Text mining of mutations and their impact from biomedical literature
Date
2018
Authors
Journal Title
Journal ISSN
Volume Title
Publisher
University of Delaware
Abstract
The increasing amount of research focusing on genetic mutations has triggered a rapid growth in the number of published articles describing mutations and their effect on diseases, drug responses and protein functionalities. With the advent of precision medicine, which aims at identifying targeted therapies that have maximal efficacy for individual patients, there is a pressing need to gather such mutational information from text into public knowledge bases. But manual curation slows down the growth of such databases. We have applied natural language processing (NLP) techniques to locate and extract mutational information from text that will assist curators and researchers. In particular, in this dissertation, we have addressed the following tasks: mutation detection, mutation to disease association, mutation impact on drug responses and impact of mutations on protein-protein interactions from research literature. ☐ We have developed a system, MeX, to detect a wide range of mutation mentions from text. Evaluations on several publicly available corpora exhibit that we have achieved state-of-the-art performance in mutation detection. The mutation detector also applies a novel algorithm to associate mutations with genes. We have developed a system, DiMeX, which finds the association between mutations and diseases from abstracts of published articles.
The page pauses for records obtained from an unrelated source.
PR #1547, opened 2025-11-25
fix: patch nearcore version 210

### LINKED ISSUE #1540: Testnet nodes unstable after upgrading to 3.0.5
### Background

The 3.0.5 upgrade has lead to what seems like a memory leak. We're noticing all upgraded nodes have memory usage that grows linearly until the nodes are restarted.

### User Story

_No response_

### Acceptance Criteria

We've identified the cause and fixed the nodes.

Slack thread: https://nearone.slack.com/archives/C07UW93JVQ8/p1764000206122069

gilcu3:
Closes #1540

### DIFF
--- a/Cargo.toml
+++ b/Cargo.toml
@@ -141,14 +141,14 @@ x509-parser = "0.16.0"
 zstd = "0.13.3"
 
 # NEAR CORE DEPENDENCIES:
-near-async = { git = "https://github.com/near/nearcore", branch = "14668-bug-utoipa-swagger-ui-v902-breaks-reproducible-builds" }
-near-client = { git = "https://github.com/near/nearcore", branch = "14668-bug-utoipa-swagger-ui-v902-breaks-reproducible-builds" }
-near-config-utils = { git = "https://github.com/near/nearcore", branch = "14668-bug-utoipa-swagger-ui-v902-breaks-reproducible-builds" }
-near-crypto = { git = "https://github.com/near/nearcore", branch = "14668-bug-utoipa-swagger-ui-v902-breaks-reproducible-builds" }
-near-indexer = { git = "https://github.com/near/nearcore", branch = "14668-bug-utoipa-swagger-ui-v902-breaks-reproducible-builds" }
-near-indexer-primitives = { git = "https://github.com/near/nearcore", branch = "14668-bug-utoipa-swagger-ui-v902-breaks-reproducible-builds" }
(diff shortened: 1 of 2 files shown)


Cargo.toml
```diff
@@ -141,14 +141,14 @@ x509-parser = "0.16.0"
...
-near-o11y = { git = "https://github.com/near/nearcore", branch = "14668-bug-utoipa-swagger-ui-v902-breaks-reproducible-builds" }
-near-time = { git = "https://github.com/near/nearcore", branch = "14668-bug-utoipa-swagger-ui-v902-breaks-reproducible-builds" }
+near-async = { git = "https://github.com/near/nearcore", branch = "bug-utoipa-swagger_patch_nearcore_210rc4" }
+near-client = { git = "https://github.com/near/nearcore", branch = "bug-utoipa-swagger_patch_nearcore_210rc4" }
+near-config-utils = { git = "https://github.com/near/nearcore", branch = "bug-utoipa-swagger_patch_nearcore_210rc4" }
+near-crypto = { git = "https://github.com/near/nearcore", branch = "bug-utoipa-swagger_patch_nearcore_210rc4" }
+near-indexer = { git = "https://github.com/near/nearcore", branch = "bug-utoipa-swagger_patch_nearcore_210rc4" }
+near-indexer-primitives = { git = "https://github.com/near/nearcore", branch = "bug-utoipa-swagger_patch_nearcore_210rc4" }
+near-o11y = { git = "https://github.com/near/nearcore", branch = "bug-utoipa-swagger_patch_nearcore_210rc4" }
+near-time = { git = "https://github.com/near/nearcore", branch = "bug-utoipa-swagger_patch_nearcore_210rc4" }
```
DSharifi: Ignore since it's time critical, and we already depended on a specific branch.

Use `rev` instead of `branch` for git dependencies, if you don't have a release tag to point to. Otherwise the build will give different results depending on the state of the branch at build time.

netrome: Yeah Cargo.lock catches that. Though I agree a `rev` is better than a `branch`. I used a `branch` instead of a `rev` for the 2.9.1 fix because I was faced with a bunch of weird version mismatch errors when I used a `rev` (I tried for quite a while to make it work), that I think @DSharifi resolved in the 2.10.0 migration anyway. Then I think I just got used to using the branch.

netrome:
Okay so the `rc.4` version is set in nearcore but the tag hasn't been published yet. Good to know.

Issue #1555, opened 2025-11-26
External accounts can call the `migrate` function directly


DSharifi:
### Background

There is a bug in `near_sdk` where the `#[private]` attribute is silently ignored if combined with `#[init]`. We assume our `migrate` function is private, but it is not.

See: https://github.com/near/near-sdk-rs/pull/1410

### Acceptance Criteria

Add runtime check for methods with #[private] and #[init] that the method is called by the contract itself. Otherwise the call should panic.

PR #1556, opened 2025-11-26
fix: only allow contract itself to call `migrate` function

DSharifi:
closes https://github.com/near/mpc/issues/1555

### DIFF
--- a/crates/contract/tests/inprocess/expired_attestation.rs
+++ b/crates/contract/tests/inprocess/expired_attestation.rs
@@ -17,7 +17,7 @@ use mpc_contract::{
 use assert_matches::assert_matches;
 use near_account_id::AccountId;
 use near_sdk::{test_utils::VMContextBuilder, testing_env, NearToken, VMContext};
-use std::time::Duration;
+use std::{str::FromStr, time::Duration};
 use utilities::AccountIdExtV2;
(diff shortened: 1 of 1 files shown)


crates/contract/src/lib.rs
```diff
@@ -1237,6 +1237,7 @@ impl MpcContract {
     #[init(ignore_state)]
     #[handle_result]
     pub fn migrate() -> Result<Self, Error> {
```
kevindeforth: We can remove the `#[private]` decorator, since it's not doing anything.

kevindeforth (approved):

crates/contract/src/lib.rs
DSharifi: Yeah, I was a bit conflicted as well on it. But if they fix this in a semver compatible release, which they should, then we don't need to add it again.

DSharifi:
> Thanks! Looks good to me, except that I expected the test + check for the other method we were talking about, `init_running`

We can't test it to be private, since it will always panic if called after intialization.

gilcu3 (dismissed):
Thank you!

gilcu3 (approved):

kevindeforth (dismissed):

PR #4293, opened 2026-08-31
refactor: move tee vote types in the contract public API to dtos crate

### LINKED ISSUE #2480: refactor: Move voting types from contract crate to near-mpc-contract-interface
### Background
refactor only, not functional change

  Several types that appear in the contract's public API currently live in the contract crate
  (crates/contract/src/tee/) rather than near-mpc-contract-interface. External callers who deserialize contract
  responses need these types but can't import them without depending on the full contract crate.

  Types to move:
  - ContractExpectedMeasurements, Sha384Digest, MeasurementVoteAction, MeasurementVotes (from tee/measurements.rs)
  - LauncherHashVotes, LauncherVoteAction (from tee/proposal.rs, added in #2343)
  - CodeHashesVotes (from tee/proposal.rs, added in #376)

  These are used in public contract methods: vote_add_os_measurement, vote_remove_os_measurement,
  allowed_os_measurements, os_measurement_votes, vote_add_launcher_hash, vote_remove_launcher_hash,
  launcher_hash_votes, code_hash_votes.

  Not a breaking change — on-chain ABI stays the same, only Rust import paths change.

  Related: #2447, #2343 #2449

### User Story

as a developer I'd like to have a clear interface.

### Acceptance Criteria

refactor completed.

_No response_

### LINKED ISSUE #3425: Dedupe (or drift-guard) the parallel app-compose AppCompose DTO
## Background

`near-mpc-contract-interface` defines a second, hand-maintained `AppCompose` (`crates/near-mpc-contract-interface/src/types/attestation.rs`) that mirrors the verified `attestation::AppCompose`. It is **not** on the verification path, but it is re-exported as public API. It already drifted once: the `init_script` security field was added to the verified struct but not this copy (synced in #3414).

After #3420 the two structs intentionally diverge — the verified struct models the *full* dstack field set for `#[serde(deny_unknown_fields)]`, while this DTO is the security-relevant *subset* — so a mechanical "keep identical" test does not fit and would give false confidence.

## What / Why

Decide how to remove the drift risk permanently. Preferred: **dedupe** — delete this copy and re-export `attestation::AppCompose` so there is a single source of truth. Pending a team decision on external consumers of the DTO's exact shape.

## Acceptance Criteria

- [ ] Team decision: dedupe (re-export the verified struct) vs. keep the mirror.
- [ ] If keeping the mirror: decide whether a drift-guard is feasible/worthwhile given the intentional divergence (note: a subset test would NOT have caught the original `init_script` drift).
- [ ] If deduping: confirm no external consumer relies on the DTO's exact field shape, then remove the copy.

## Resources

- `crates/near-mpc-contract-interface/src/types/attestation.rs` — the DTO `AppCompose`
- `crates/attestation/src/app_compose.rs` — the verified `AppCompose`
- #3413 / #3414 (init_script drift), #3415 / #3420 (fail-closed hardening)

gilcu3:
Closes #2480 and #3425


crates/attestation-types/src/measurements.rs
```diff
@@ -17,7 +17,7 @@ use serde_with::{Bytes, serde_as};
 )]
 #[cfg_attr(feature = "borsh-schema", derive(borsh::BorshSchema))]
 pub struct Measurements {
-    /// MRTD (Measurement of Root of Trust for Data) - identifies the virtual firmware.
+    /// MRTD (Measurement Register for the Trust Domain) - identifies the virtual firmware.
```
gilcu3, line 20: a small broken window fix

crates/near-mpc-contract-interface/src/types/attestation.rs
```diff
@@ -136,11 +140,11 @@ pub struct VerifiedDstackAttestation {
...
-    pub rtmr0: Sha384Digest,
-    pub rtmr1: Sha384Digest,
-    pub rtmr2: Sha384Digest,
-    pub key_provider_event_digest: Sha384Digest,
+    pub mrtd: MrtdHash,
+    pub rtmr0: Rtmr0Hash,
+    pub rtmr1: Rtmr1Hash,
+    pub rtmr2: Rtmr2Hash,
+    pub key_provider_event_digest: KeyProviderEventDigest,
 }
```
gilcu3, line 148: This is now aligned with the `ExpectedMeasurements` type added now in the crate. It was not unified as these two types currently mean different things, but we could just unify them later

crates/attestation-types/src/measurements.rs
anodar: Nice!

anodar (approved):

haiyuechen-nearone (approved):
:feelsgood:

PR #4296, opened 2026-08-31
feat: support {} host-label wildcard in on-chain base_url

anodar:
This is needed for quicknode.

Work towards: https://github.com/near/mpc/issues/4286

### DIFF
--- a/crates/node/src/foreign_chain_whitelist_verifier.rs
+++ b/crates/node/src/foreign_chain_whitelist_verifier.rs
@@ -1094,7 +1094,6 @@ mod tests {
             "https://evil.com?x=.abstract-testnet.quiknode.pro",
             WILDCARD
         ));
-        // An empty label, and a suffix that is not where the host ends.
         assert!(!base_url_matches(
             "https://.abstract-testnet.quiknode.pro/",
             WILDCARD
--- a/crates/node/src/foreign_chain_whitelist_verifier.rs
+++ b/crates/node/src/foreign_chain_whitelist_verifier.rs
@@ -190,6 +190,8 @@ fn compare_provider(
 /// The first `{}` in `base` matches one non-empty run of `[A-Za-z0-9-]` — a single host
 /// label in the bases we use, where a provider puts a per-operator slug in the hostname
 /// (e.g. QuickNode's `https://{}.sui-testnet.quiknode.pro`).
+/// The character after `{}` must not itself be a label character:
+/// a base like `https://api-{}-v2.example.com` never matches.
 fn base_url_matches(local: &str, base: &str) -> bool {
     let l = local.trim_end_matches('/');
     let b = base.trim_end_matches('/');
--- a/crates/node/src/foreign_chain_whitelist_verifier.rs
+++ b/crates/node/src/foreign_chain_whitelist_verifier.rs
@@ -189,10 +189,7 @@ fn compare_provider(
 ///
 /// The first `{}` in `base` matches one non-empty run of `[A-Za-z0-9-]` — a single host
 /// label in the bases we use, where a provider puts a per-operator slug in the hostname
-/// (e.g. QuickNode's `https://{}.sui-testnet.quiknode.pro`). The run is consumed greedily
-/// with no backtracking, so a base whose `{}` is directly followed by another label
-/// character (e.g. `https://api-{}-v2.example.com`) never matches; a second `{}` is
-/// matched literally.
+/// (e.g. QuickNode's `https://{}.sui-testnet.quiknode.pro`).
 fn base_url_matches(local: &str, base: &str) -> bool {
     let l = local.trim_end_matches('/');
     let b = base.trim_end_matches('/');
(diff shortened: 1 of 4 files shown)


anodar:
> docs/foreign-chain-transactions.md:478 — this PR updated the design doc's URL-assembly statements (lines 111 and 119) but left the equivalent statements in the primary doc contradicting the new behavior...

> docs/foreign-chain-transactions.md:596 — the "Out of scope / deferred" bullet reads "Hostname templating for Alchemy / Infura …

Addressed both.


> crates/node/src/foreign_chain_whitelist_verifier.rs:197 — split_once("{}") makes only the first {} a wildcard; any later occurrence is matched literally, so a base like https://{}.{}.quiknode.pro can never match a real URL.

> crates/node/src/foreign_chain_whitelist_verifier.rs:203 — the label run is maximal-munch with no backtracking, so a {} immediately followed by a label character in the base can never match.

This WAI

> crates/node/src/foreign_chain_whitelist_verifier.rs:1066 — test gaps worth closing while this is fresh: (a) no compare__should_… test exercising a wildcard base end-to-end, unlike every other matcher behavior in this file

Part of followup PR.

> crates/node/src/foreign_chain_whitelist_verifier.rs:1093 — // An empty label, and a suffix that is not where the host ends. labels the three asserts that follow without adding anything they do not already say

Addressed.

docs/foreign-chain-transactions.md
```diff
@@ -475,7 +475,7 @@ pub struct ForeignChainRpcWhitelist {
 
 ### Example URL assembly
 
-The node assembles the final URL deterministically: start from `base_url`, apply `chain_routing` (no-op for `Embedded`, append segment for `PathSegment`, merge param for `QueryParam`), then apply `auth_scheme` to inject the token.
+The node assembles the final URL deterministically: start from `base_url`, fill a `{}` (if present) with the operator-specific host label (`SLUG` in the table below), apply `chain_routing` (no-op for `Embedded`, append segment for `PathSegment`, merge param for `QueryParam`), then apply `auth_scheme` to inject the token.
```
barakeinav1, line 478: just to check I follow the direction - does the operator eventually stop supplying a URL entirely and just give `provider_id` + token + slug, with the node assembling it? that's what this line describes. or do they keep writing the full `rpc_url` and enforcement just means we drop it when it doesn't match the whitelist?

asking because under the first, `base_url_matches` goes away and `{}` becomes a template rather than a wildcard.

crates/node/src/foreign_chain_whitelist_verifier.rs
```diff
@@ -186,16 +186,33 @@ fn compare_provider(
...
+        return starts_with_at_boundary(l, b);
+    };
+    let Some(rest) = l.strip_prefix(prefix) else {
         return false;
     };
-    rest.starts_with('/') || rest.starts_with('?') || rest.starts_with('#')
+    let label_len = rest
+        .find(|c: char| !c.is_ascii_alphanumeric() && c != '-')
+        .unwrap_or(rest.len());
+    label_len > 0 && starts_with_at_boundary(&rest[label_len..], suffix)
```
barakeinav1, line 208: nit (found by Claude): `{}` only works when the character right after it isn't a label character. the match here is greedy over `[A-Za-z0-9-]` with no backtracking, so:

```
base   https://api-{}-v2.example.com
local  https://api-acme-v2.example.com
```

the label eats `acme-v2`, leaving `.example.com` to match against `-v2.example.com` - no match, silently. fine for our `{}.host` bases, but worth saying so in the doc.

docs/foreign-chain-transactions.md
anodar: > just to check I follow the direction - does the operator eventually stop supplying a URL entirely and just give provider_id + token + slug, with the node assembling it?

They could and yes we could use just provider_id, but it could just also stay as is that they provider full URL, which is how it is right now.

> that's what this line describes. 

They currently provide full URL, but what is used in the node (once enforcement is implemented) is still deterministic and they can't just have any arbitrary thing in {}. We still validate that it matches whitelisted base URL.

crates/node/src/foreign_chain_whitelist_verifier.rs
anodar: Added comment.

barakeinav1 (approved):
Thanks for splitting this out, much easier to review on its own. Approved.

crates/node/src/foreign_chain_whitelist_verifier.rs
```diff
@@ -186,16 +186,35 @@ fn compare_provider(
...
```
gilcu3, line 208: nit: we could avoid the slicing by using a slightly different code with something like `split_at`

gilcu3 (approved):
Thank you!

crates/node/src/foreign_chain_whitelist_verifier.rs
anodar: @gilcu3  Changed to split_at in https://github.com/near/mpc/pull/4287

PR #4307, opened 2026-08-31
fix: flaky per_domain_reconstruction_threshold test

anodar:
By separating timeouts when it's expected to sign (lower timeout) and when it's not (higher).

Flaky run: https://github.com/near/mpc/actions/runs/33424884416/job/99596207874?pr=4287

Seems like 10sec isn't enough here.


gilcu3:
@anodar notice the failure was:

```
    [WARN  mpc_node::providers::robust_ecdsa::presign] Can't choose active participants for a robust-ecdsa presignature: Not enough active participants: need 5, got 4. Sleeping.
    [INFO  mpc_node::tests] Timed out waiting for signature response for user user_4_high
```

which is something that had hit us in the past already where robust-ecdsa presignatures take too long.

PR #4311, opened 2026-09-01
fix(node): check participant sets match during resharing and keygen

### LINKED ISSUE #4231: feat(node): validate participant set of resharing computations
### Background

Currently, the resharing computations accepts participant sets blindly from the leader initiating these computations. This means that a leader can coordinate resharing computations with arbitrary subsets of the intended participants for a resharing. A set of malicious nodes could use this to coordinate a split-view attack on the network.

We should ensure each party validates the participant set before participating in any resharing computations.

### User Story

As an MPC operator I don't want my node to participate in invalid or malicious resharing computations.

### Acceptance Criteria

MPC nodes validate that the participant set of resharing computations corresponds to the full expected set in the contract state before participating in them.

_No response_

gilcu3:
Closes #4231

Notice the PR was extended slightly to cover the same problem for the keygen path.

### DIFF
--- a/crates/node/src/coordinator.rs
+++ b/crates/node/src/coordinator.rs
@@ -342,12 +342,14 @@ where
         let (sender, receiver) = new_tls_mesh_network(&mpc_config, p2p_key).await?;
         let (network_client, channel_receiver, _handle) =
             run_network_client(Arc::new(sender), Box::new(receiver));
+        let participants = Arc::new(mpc_config.participants.clone());
         if mpc_config.is_leader_for_key_event() {
             keygen_leader(
                 network_client,
                 keyshare_storage,
                 key_event_receiver,
                 chain_txn_sender,
+                participants,
             )
             .await?;
         } else {
@@ -356,6 +358,7 @@ where
                 keyshare_storage,
                 key_event_receiver,
                 chain_txn_sender,
+                participants,
             )
             .await?;
         }
@@ -832,6 +835,7 @@ where
             existing_keyshares,
             old_reconstruction_thresholds,
             old_participants: current_running_state.participants,
+            new_participants: mpc_config.participants.clone(),
         });
 
         if mpc_config.is_leader_for_key_event() {
--- a/crates/node/src/coordinator.rs
+++ b/crates/node/src/coordinator.rs
@@ -342,14 +342,14 @@ where
         let (sender, receiver) = new_tls_mesh_network(&mpc_config, p2p_key).await?;
         let (network_client, channel_receiver, _handle) =
             run_network_client(Arc::new(sender), Box::new(receiver));
-        let participants = Arc::new(mpc_config.participants.clone());
+        let expected_participant_ids = mpc_config.participants.participant_id_set();
         if mpc_config.is_leader_for_key_event() {
             keygen_leader(
                 network_client,
                 keyshare_storage,
                 key_event_receiver,
                 chain_txn_sender,
-                participants,
+                expected_participant_ids,
             )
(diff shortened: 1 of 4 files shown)


netrome (dismissed):
Thanks!

crates/node/src/coordinator.rs
```diff
@@ -342,12 +342,14 @@ where
...
         let (network_client, channel_receiver, _handle) =
             run_network_client(Arc::new(sender), Box::new(receiver));
+        let participants = Arc::new(mpc_config.participants.clone());
         if mpc_config.is_leader_for_key_event() {
             keygen_leader(
                 network_client,
                 keyshare_storage,
                 key_event_receiver,
                 chain_txn_sender,
+                participants,
```
kevindeforth: Why do we need to pass an `Arc` here?

crates/node/src/key_events.rs
```diff
@@ -135,7 +136,14 @@ async fn keygen_computation(
     keyshare_storage: Arc<RwLock<KeyshareStorage>>,
     chain_txn_sender: impl TransactionSender,
     key_id: KeyEventId,
+    participants: Arc<ParticipantsConfig>,
```
kevindeforth: We don't really need the full `ParticipantsConfig` here, but just the participant ids.
Why does it need to be an `Arc`?

nit: I would rename this to `expected_participants` / `expected_participant_ids`.

crates/node/src/key_events.rs
```diff
@@ -126,6 +126,7 @@ pub async fn keygen_computation_inner(
 }
 
 /// Wrapper around `keygen_computation_inner` which
+///  - Rejects computations whose participant set does not match the contract.
```
kevindeforth: Hmm, this assumes that `participants` comes from the contract, which this function can not guarantee. I would prefer to phrase it in the lines of: _"compares the participants in the the `NetworkTaskChannel` with the expected participant ids"_

crates/node/src/key_events.rs
```diff
@@ -928,6 +1094,40 @@ mod tests {
...
+            local_encryption_key: [0u8; 16],
+            gcp: None,
+        }
+        .create()
+        .await
+        .unwrap();
+        Arc::new(RwLock::new(keyshare_storage))
+    }
+
+    fn make_participants(ids: &[u32]) -> ParticipantsConfig {
```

Our system outperformed the current state-of-the-art when evaluated on multiple corpora. We have developed a system, eGARD, to identify the impact of genomic anomalies on drug responses. Evaluations showed high performance measures from eGARD that will significantly reduce manual curation time. Finally, we have developed a text mining system to extract mutation impact on protein-protein interaction. This type of information will provide further insight into how mutations affect protein functions, and thereby play a role in the development and progression of diseases. Our system outperformed the current state-of-the-art approaches for the task. To enable easier access to data and make it available to computational bioinformatics tools, we have applied DiMeX and eGARD on Medline-scale and stored the results in databases.